WHAT TO WORK ON →
Lines in the entries below where the word "directly" shows up should each be copied.

### DATA FOR THE TASK ###

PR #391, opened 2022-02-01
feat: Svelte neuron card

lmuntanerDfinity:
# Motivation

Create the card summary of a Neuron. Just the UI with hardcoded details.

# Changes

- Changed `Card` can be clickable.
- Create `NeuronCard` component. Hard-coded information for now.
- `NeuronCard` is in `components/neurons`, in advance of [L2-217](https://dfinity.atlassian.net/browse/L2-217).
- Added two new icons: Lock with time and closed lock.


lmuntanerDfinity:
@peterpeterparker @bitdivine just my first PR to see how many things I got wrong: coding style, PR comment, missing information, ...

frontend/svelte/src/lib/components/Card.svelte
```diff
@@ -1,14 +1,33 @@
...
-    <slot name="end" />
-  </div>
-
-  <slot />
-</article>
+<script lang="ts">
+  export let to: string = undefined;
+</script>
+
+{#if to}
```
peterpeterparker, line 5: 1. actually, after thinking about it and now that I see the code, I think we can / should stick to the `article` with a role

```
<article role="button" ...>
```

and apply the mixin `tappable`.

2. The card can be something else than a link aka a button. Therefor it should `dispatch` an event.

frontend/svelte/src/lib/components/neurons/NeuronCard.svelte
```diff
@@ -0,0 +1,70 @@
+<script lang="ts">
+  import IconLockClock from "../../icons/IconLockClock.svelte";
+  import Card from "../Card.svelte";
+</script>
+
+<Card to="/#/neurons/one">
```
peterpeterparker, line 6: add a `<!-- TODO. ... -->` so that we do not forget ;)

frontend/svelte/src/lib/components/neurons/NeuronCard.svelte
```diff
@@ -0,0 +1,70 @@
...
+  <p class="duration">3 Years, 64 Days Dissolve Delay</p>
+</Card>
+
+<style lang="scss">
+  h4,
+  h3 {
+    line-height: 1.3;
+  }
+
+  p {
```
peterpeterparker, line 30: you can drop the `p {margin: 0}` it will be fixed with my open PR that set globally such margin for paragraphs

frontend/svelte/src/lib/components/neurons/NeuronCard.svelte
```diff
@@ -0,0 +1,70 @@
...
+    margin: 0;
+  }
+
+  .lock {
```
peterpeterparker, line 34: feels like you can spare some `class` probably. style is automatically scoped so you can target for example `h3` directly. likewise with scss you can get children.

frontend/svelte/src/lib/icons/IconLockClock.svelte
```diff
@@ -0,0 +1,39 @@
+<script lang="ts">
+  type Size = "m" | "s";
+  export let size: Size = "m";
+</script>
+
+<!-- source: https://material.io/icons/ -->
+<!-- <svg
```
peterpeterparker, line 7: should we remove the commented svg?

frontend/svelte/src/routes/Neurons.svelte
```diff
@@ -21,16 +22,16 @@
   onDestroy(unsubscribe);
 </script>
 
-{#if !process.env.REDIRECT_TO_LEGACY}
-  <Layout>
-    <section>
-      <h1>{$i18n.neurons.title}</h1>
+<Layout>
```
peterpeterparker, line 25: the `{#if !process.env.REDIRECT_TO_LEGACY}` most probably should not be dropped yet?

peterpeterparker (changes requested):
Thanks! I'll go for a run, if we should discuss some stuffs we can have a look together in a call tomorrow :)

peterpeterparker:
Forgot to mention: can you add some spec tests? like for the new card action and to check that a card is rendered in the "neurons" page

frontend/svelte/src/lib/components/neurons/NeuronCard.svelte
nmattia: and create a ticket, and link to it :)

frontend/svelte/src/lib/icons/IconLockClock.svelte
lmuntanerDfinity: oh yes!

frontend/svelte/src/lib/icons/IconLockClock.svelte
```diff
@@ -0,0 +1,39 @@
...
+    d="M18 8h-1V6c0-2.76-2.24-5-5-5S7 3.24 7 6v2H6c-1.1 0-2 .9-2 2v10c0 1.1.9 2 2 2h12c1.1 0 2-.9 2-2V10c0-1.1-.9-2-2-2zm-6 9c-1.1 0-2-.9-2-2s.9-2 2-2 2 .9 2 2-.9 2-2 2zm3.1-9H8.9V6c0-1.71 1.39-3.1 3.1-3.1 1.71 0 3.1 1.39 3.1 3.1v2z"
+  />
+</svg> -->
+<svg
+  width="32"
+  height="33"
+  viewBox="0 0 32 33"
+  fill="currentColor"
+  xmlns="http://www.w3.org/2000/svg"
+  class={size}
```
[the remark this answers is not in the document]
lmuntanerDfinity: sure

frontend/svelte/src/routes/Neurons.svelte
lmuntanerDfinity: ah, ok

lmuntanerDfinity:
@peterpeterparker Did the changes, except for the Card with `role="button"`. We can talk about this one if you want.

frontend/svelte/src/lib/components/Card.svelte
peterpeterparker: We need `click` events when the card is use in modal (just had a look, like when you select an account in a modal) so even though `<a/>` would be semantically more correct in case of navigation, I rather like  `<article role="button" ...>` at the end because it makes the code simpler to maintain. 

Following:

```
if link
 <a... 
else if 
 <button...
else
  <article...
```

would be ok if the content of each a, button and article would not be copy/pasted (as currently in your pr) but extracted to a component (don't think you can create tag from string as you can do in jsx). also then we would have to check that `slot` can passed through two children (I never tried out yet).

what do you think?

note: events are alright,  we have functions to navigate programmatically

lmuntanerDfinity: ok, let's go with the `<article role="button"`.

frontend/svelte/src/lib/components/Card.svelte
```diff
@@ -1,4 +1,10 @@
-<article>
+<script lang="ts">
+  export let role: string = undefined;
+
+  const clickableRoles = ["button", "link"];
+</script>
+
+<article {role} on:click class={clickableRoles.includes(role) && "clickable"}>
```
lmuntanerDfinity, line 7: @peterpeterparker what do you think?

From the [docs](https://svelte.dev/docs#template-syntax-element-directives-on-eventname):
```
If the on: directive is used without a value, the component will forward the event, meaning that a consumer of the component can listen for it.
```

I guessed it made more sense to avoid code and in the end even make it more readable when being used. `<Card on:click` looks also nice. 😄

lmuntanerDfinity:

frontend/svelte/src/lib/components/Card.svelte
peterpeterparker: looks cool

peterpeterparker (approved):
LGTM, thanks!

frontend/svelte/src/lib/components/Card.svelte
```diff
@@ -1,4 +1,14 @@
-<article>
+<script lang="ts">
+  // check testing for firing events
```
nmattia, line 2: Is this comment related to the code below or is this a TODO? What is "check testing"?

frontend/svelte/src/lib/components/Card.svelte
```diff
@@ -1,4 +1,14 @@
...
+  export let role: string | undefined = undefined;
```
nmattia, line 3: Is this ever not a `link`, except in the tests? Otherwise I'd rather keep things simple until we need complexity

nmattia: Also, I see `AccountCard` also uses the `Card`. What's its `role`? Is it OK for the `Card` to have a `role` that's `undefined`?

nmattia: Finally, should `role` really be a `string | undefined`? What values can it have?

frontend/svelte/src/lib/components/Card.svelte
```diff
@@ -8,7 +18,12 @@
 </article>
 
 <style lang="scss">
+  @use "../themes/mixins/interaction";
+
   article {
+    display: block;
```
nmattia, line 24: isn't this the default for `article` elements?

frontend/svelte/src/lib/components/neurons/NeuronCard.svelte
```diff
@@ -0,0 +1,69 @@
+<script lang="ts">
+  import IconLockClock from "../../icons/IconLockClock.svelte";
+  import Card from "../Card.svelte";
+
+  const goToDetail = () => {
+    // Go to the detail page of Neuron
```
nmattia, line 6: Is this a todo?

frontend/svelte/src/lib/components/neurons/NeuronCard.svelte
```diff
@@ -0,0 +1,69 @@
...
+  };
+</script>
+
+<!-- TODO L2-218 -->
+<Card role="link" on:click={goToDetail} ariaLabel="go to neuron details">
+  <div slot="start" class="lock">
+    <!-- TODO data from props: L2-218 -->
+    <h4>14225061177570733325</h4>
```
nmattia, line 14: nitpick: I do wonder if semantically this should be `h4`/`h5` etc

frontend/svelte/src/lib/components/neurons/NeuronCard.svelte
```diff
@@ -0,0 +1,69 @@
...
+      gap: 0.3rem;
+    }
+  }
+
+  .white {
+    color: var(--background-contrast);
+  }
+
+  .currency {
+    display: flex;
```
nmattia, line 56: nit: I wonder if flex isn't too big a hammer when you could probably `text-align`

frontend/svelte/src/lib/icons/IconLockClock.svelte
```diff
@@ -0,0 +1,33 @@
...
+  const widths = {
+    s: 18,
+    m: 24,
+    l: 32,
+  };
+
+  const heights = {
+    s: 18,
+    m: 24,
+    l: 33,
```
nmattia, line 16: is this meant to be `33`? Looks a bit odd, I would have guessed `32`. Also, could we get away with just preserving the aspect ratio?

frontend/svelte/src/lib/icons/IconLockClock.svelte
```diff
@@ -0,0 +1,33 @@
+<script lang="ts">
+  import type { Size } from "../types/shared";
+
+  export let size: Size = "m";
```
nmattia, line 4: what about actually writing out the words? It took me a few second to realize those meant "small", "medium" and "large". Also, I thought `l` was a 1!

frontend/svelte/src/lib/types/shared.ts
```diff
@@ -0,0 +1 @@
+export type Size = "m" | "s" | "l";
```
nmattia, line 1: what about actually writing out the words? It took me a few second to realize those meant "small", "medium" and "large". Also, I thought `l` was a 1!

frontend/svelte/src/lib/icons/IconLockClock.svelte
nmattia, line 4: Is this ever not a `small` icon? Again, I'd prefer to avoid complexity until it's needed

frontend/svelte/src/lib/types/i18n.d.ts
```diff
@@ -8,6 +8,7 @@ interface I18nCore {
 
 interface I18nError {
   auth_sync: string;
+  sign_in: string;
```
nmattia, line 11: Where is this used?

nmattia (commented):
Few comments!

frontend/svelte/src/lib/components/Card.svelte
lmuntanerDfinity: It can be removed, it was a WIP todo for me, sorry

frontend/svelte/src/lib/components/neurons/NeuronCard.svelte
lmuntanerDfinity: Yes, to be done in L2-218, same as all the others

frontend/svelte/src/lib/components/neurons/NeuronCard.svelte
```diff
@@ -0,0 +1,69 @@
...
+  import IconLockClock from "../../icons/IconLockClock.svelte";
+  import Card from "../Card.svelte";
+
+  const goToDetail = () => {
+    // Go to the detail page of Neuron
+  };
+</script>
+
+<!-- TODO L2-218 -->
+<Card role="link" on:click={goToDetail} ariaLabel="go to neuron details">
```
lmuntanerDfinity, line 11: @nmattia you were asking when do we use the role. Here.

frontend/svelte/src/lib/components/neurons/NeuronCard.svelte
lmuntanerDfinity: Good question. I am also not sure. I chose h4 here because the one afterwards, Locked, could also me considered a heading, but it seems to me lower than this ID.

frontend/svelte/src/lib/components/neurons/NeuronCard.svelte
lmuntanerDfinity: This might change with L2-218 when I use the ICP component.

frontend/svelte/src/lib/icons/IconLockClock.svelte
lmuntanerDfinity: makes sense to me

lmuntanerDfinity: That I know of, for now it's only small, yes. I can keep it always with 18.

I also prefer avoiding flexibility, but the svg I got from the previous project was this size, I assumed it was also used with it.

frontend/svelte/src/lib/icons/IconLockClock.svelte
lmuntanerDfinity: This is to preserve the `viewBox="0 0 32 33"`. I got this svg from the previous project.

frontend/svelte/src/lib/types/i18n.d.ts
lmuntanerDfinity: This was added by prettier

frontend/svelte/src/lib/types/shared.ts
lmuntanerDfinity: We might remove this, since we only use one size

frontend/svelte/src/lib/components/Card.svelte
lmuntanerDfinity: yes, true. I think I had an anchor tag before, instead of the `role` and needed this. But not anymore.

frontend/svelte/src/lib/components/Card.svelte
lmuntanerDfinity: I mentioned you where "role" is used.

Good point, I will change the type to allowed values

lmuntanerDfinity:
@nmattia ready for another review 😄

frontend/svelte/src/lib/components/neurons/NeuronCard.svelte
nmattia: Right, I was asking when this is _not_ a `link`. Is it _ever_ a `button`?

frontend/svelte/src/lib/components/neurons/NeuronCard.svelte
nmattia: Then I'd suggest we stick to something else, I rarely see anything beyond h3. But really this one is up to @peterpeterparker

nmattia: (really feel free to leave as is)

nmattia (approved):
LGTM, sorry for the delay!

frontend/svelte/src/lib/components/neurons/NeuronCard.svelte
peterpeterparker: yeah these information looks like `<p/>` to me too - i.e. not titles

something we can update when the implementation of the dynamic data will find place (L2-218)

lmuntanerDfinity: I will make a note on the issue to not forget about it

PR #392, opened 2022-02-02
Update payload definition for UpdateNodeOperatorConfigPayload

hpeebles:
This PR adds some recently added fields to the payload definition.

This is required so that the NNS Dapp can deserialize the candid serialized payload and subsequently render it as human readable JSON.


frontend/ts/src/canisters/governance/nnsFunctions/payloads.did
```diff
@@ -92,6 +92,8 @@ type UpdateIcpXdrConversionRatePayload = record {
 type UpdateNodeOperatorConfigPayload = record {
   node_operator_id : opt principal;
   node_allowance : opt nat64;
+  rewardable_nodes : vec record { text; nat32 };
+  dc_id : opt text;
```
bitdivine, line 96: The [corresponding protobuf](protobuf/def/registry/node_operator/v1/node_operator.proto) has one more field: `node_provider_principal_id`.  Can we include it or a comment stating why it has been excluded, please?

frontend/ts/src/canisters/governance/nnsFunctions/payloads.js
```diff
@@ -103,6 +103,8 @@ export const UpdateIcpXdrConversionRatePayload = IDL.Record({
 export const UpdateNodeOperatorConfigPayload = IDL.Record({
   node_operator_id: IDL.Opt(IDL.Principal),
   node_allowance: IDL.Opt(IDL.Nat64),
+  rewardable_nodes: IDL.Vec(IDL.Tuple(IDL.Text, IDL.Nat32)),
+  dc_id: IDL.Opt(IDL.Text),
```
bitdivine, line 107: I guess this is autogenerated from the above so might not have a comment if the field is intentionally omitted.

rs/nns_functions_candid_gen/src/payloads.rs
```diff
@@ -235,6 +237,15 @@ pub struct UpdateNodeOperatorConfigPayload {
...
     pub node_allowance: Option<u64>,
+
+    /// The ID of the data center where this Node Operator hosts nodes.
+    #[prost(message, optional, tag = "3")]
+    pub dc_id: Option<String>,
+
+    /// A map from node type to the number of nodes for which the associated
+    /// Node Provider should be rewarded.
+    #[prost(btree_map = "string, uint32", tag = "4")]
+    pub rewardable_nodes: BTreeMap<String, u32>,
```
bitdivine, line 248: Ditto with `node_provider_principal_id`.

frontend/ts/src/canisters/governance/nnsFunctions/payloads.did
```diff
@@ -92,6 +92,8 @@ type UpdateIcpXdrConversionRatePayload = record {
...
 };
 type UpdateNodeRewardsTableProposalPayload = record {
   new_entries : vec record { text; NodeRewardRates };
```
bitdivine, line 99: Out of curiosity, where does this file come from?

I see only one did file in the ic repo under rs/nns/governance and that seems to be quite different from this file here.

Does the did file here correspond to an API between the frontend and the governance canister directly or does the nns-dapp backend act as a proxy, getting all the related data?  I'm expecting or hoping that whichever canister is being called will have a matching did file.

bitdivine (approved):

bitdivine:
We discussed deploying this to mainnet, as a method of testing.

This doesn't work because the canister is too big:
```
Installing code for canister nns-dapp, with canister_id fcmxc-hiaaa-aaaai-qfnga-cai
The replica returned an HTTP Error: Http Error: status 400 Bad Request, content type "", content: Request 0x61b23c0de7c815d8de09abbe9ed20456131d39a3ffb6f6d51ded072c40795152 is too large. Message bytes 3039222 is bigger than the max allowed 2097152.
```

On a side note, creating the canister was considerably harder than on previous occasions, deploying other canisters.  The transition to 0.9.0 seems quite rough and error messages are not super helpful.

###

EXERCISE RESPONSE →
peterpeterparker, line 34: feels like you can spare some `class` probably. style is automatically scoped so you can target for example `h3` directly. likewise with scss you can get children.
Does the did file here correspond to an API between the frontend and the governance canister directly or does the nns-dapp backend act as a proxy, getting all the related data?  I'm expecting or hoping that whichever canister is being called will have a matching did file.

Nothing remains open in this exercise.